:: WHAT YOU NEED TO DO ::
From the data underneath, reproduce exactly the stretch that begins at the line with "PR #109, opened 2023-05-16" and ends after the line with "Overlapping keys are".

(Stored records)
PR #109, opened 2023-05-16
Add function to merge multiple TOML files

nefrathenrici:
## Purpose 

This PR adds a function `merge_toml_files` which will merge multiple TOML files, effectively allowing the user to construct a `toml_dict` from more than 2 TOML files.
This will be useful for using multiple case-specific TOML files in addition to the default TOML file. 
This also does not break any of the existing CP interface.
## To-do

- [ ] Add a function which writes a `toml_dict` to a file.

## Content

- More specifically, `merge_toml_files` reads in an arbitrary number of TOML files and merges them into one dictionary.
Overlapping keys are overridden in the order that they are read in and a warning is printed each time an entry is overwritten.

---

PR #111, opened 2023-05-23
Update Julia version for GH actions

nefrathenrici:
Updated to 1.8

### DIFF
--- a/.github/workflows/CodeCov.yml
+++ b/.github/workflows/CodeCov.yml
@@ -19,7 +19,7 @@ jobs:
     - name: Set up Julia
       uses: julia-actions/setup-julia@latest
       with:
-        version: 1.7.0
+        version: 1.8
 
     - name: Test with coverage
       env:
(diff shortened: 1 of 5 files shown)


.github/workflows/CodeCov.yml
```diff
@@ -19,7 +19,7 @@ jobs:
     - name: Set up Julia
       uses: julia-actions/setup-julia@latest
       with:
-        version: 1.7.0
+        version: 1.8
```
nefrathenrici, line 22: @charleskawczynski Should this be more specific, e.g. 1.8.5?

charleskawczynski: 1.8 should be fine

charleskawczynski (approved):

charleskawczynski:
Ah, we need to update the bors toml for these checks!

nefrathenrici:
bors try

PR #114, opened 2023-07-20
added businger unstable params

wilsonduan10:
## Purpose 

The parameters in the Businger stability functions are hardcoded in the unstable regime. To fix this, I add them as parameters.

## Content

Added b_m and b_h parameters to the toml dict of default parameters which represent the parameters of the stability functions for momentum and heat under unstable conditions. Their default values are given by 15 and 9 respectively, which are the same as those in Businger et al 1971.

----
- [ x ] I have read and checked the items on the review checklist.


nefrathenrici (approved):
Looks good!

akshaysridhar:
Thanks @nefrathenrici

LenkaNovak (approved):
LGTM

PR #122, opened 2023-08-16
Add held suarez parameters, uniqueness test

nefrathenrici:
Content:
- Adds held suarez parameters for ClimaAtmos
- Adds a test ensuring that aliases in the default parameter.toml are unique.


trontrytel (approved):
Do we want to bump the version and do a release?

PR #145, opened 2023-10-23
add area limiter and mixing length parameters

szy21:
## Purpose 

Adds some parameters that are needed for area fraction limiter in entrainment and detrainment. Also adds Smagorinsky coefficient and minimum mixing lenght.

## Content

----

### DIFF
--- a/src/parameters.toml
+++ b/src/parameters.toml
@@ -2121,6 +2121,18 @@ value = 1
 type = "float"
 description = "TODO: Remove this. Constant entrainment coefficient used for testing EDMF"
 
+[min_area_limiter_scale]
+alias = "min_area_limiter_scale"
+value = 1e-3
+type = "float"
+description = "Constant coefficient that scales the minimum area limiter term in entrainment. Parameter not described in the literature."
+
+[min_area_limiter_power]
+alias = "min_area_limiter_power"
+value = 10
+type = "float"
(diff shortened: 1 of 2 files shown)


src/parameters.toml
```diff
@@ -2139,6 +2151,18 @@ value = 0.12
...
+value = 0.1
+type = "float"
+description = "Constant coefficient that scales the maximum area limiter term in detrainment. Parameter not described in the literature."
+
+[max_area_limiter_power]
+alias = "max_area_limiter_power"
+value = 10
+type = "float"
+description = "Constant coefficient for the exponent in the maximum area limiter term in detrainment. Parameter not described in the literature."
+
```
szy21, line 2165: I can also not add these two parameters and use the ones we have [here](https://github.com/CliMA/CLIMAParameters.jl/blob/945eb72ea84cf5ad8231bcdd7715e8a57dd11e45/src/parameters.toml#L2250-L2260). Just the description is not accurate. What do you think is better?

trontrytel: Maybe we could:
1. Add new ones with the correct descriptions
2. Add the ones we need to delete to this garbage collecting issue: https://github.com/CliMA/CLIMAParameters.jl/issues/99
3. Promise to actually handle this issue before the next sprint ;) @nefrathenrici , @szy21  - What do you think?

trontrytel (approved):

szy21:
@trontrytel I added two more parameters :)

:: WRITTEN ANSWER ::
PR #109, opened 2023-05-16
Add function to merge multiple TOML files

nefrathenrici:
## Purpose 

This PR adds a function `merge_toml_files` which will merge multiple TOML files, effectively allowing the user to construct a `toml_dict` from more than 2 TOML files.
This will be useful for using multiple case-specific TOML files in addition to the default TOML file. 
This also does not break any of the existing CP interface.
## To-do

- [ ] Add a function which writes a `toml_dict` to a file.

## Content

- More specifically, `merge_toml_files` reads in an arbitrary number of TOML files and merges them into one dictionary.
Overlapping keys are overridden in the order that they are read in and a warning is printed each time an entry is overwritten.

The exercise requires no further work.